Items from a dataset
== Segment start ==

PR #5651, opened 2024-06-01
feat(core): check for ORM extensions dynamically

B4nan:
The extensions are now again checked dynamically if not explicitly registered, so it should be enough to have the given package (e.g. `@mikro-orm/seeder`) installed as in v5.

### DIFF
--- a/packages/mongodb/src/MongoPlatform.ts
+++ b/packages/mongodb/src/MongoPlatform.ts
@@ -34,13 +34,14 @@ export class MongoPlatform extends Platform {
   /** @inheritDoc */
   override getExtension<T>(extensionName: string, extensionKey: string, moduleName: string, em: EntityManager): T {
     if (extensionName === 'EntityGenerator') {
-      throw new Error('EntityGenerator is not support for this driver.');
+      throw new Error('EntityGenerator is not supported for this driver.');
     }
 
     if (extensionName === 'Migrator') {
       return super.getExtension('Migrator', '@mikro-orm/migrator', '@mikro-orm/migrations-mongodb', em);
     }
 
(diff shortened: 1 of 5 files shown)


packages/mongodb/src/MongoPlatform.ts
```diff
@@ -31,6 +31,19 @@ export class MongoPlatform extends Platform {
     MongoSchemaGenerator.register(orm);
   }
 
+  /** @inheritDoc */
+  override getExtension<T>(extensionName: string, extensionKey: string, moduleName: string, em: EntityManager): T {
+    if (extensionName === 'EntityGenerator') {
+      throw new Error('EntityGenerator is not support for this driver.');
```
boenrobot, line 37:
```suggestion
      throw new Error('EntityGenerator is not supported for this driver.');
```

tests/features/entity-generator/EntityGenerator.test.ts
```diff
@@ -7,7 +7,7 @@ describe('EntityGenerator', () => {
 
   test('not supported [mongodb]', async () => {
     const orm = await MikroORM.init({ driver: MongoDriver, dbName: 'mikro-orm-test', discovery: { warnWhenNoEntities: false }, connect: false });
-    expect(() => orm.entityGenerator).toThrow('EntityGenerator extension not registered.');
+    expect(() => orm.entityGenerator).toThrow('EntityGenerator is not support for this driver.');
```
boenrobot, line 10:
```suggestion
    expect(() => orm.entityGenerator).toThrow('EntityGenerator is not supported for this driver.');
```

== Segment end ==
== Segment start ==

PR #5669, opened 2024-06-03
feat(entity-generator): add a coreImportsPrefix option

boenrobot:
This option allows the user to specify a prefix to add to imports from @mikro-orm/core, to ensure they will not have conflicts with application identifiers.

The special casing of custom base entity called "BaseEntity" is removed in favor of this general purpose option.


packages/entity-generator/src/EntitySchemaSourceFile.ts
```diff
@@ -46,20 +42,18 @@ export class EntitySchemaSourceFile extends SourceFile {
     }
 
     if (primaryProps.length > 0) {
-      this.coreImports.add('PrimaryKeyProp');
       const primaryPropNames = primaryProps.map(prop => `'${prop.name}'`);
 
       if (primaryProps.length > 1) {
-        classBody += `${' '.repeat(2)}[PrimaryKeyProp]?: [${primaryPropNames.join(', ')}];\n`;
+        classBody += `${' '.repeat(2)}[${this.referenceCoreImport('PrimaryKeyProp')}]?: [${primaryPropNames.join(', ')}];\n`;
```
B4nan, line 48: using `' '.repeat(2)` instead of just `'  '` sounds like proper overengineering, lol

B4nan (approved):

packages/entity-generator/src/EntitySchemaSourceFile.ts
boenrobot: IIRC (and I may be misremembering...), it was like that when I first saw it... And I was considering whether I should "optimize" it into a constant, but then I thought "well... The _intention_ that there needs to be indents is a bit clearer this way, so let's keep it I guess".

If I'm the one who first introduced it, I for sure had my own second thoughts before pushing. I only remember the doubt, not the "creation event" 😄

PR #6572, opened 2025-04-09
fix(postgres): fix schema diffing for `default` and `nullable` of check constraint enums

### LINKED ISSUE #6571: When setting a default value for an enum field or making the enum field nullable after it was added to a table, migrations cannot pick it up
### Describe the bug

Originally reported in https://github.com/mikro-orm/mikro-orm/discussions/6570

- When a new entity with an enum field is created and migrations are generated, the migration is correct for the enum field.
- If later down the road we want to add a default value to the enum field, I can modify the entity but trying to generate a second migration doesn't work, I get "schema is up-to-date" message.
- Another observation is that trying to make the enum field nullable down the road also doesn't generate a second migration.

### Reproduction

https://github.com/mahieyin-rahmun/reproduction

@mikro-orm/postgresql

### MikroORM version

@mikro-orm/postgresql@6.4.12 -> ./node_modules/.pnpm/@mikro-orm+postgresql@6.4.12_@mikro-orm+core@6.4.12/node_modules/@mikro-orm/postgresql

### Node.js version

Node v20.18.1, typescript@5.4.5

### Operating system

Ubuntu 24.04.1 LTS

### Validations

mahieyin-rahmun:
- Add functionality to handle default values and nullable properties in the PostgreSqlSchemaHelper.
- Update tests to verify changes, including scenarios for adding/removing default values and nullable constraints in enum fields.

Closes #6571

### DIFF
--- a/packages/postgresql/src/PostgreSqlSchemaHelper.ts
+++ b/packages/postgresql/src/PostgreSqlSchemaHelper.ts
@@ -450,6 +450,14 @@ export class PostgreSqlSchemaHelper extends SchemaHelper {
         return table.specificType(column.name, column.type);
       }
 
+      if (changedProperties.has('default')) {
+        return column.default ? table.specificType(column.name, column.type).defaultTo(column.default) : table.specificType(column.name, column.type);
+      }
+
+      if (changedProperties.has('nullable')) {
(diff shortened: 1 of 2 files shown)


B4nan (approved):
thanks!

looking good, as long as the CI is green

== Segment end ==

Exercise prompt: Please copy out each line of the data in which the word "opened" occurs.

Solution to the problem:
PR #5651, opened 2024-06-01
PR #5669, opened 2024-06-03
PR #6572, opened 2025-04-09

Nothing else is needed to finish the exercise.